### ACTIVITY
Repeat the records exactly. Every line must match.

### DATA FOR THIS EXERCISE
--
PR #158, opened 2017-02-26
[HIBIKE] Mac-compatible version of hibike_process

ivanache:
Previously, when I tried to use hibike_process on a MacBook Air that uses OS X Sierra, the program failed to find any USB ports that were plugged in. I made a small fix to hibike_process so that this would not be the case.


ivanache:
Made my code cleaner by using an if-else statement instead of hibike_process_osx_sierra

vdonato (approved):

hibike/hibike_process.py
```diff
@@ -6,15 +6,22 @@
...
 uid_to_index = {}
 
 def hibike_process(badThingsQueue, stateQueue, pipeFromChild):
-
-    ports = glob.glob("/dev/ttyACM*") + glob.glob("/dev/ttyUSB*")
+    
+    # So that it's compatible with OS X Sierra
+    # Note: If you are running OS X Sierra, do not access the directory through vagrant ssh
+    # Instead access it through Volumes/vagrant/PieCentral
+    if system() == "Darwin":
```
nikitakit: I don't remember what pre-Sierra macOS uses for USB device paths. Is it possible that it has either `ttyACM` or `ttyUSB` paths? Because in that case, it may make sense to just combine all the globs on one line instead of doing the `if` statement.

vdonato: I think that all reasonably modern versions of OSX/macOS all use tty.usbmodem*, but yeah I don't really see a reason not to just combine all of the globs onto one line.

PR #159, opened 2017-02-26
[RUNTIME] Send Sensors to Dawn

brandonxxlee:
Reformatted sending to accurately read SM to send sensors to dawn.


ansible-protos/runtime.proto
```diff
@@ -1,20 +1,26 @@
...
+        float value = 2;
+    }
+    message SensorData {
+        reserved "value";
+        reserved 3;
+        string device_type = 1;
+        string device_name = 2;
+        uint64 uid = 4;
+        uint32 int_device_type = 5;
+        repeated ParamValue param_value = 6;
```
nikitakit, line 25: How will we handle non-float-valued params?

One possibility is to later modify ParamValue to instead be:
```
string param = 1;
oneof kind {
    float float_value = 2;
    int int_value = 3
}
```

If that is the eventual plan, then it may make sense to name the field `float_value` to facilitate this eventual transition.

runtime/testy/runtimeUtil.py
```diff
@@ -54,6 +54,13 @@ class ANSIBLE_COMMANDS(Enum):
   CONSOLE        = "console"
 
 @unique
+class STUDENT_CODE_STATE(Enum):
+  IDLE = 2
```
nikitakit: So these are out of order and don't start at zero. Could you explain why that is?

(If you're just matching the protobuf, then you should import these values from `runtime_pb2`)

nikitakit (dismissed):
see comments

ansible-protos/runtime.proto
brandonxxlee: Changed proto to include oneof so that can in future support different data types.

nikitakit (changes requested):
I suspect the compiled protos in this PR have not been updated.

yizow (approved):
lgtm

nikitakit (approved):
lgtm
--
### RESULT OF THIS TASK
PR #158, opened 2017-02-26
[HIBIKE] Mac-compatible version of hibike_process

ivanache:
Previously, when I tried to use hibike_process on a MacBook Air that uses OS X Sierra, the program failed to find any USB ports that were plugged in. I made a small fix to hibike_process so that this would not be the case.


ivanache:
Made my code cleaner by using an if-else statement instead of hibike_process_osx_sierra

vdonato (approved):

hibike/hibike_process.py
```diff
@@ -6,15 +6,22 @@
...
 uid_to_index = {}
 
 def hibike_process(badThingsQueue, stateQueue, pipeFromChild):
-
-    ports = glob.glob("/dev/ttyACM*") + glob.glob("/dev/ttyUSB*")
+    
+    # So that it's compatible with OS X Sierra
+    # Note: If you are running OS X Sierra, do not access the directory through vagrant ssh
+    # Instead access it through Volumes/vagrant/PieCentral
+    if system() == "Darwin":
```
nikitakit: I don't remember what pre-Sierra macOS uses for USB device paths. Is it possible that it has either `ttyACM` or `ttyUSB` paths? Because in that case, it may make sense to just combine all the globs on one line instead of doing the `if` statement.

vdonato: I think that all reasonably modern versions of OSX/macOS all use tty.usbmodem*, but yeah I don't really see a reason not to just combine all of the globs onto one line.

PR #159, opened 2017-02-26
[RUNTIME] Send Sensors to Dawn

brandonxxlee:
Reformatted sending to accurately read SM to send sensors to dawn.


ansible-protos/runtime.proto
```diff
@@ -1,20 +1,26 @@
...
+        float value = 2;
+    }
+    message SensorData {
+        reserved "value";
+        reserved 3;
+        string device_type = 1;
+        string device_name = 2;
+        uint64 uid = 4;
+        uint32 int_device_type = 5;
+        repeated ParamValue param_value = 6;
```
nikitakit, line 25: How will we handle non-float-valued params?

One possibility is to later modify ParamValue to instead be:
```
string param = 1;
oneof kind {
    float float_value = 2;
    int int_value = 3
}
```

If that is the eventual plan, then it may make sense to name the field `float_value` to facilitate this eventual transition.

runtime/testy/runtimeUtil.py
```diff
@@ -54,6 +54,13 @@ class ANSIBLE_COMMANDS(Enum):
   CONSOLE        = "console"
 
 @unique
+class STUDENT_CODE_STATE(Enum):
+  IDLE = 2
```
nikitakit: So these are out of order and don't start at zero. Could you explain why that is?

(If you're just matching the protobuf, then you should import these values from `runtime_pb2`)

nikitakit (dismissed):
see comments

ansible-protos/runtime.proto
brandonxxlee: Changed proto to include oneof so that can in future support different data types.

nikitakit (changes requested):
I suspect the compiled protos in this PR have not been updated.

yizow (approved):
lgtm

nikitakit (approved):
lgtm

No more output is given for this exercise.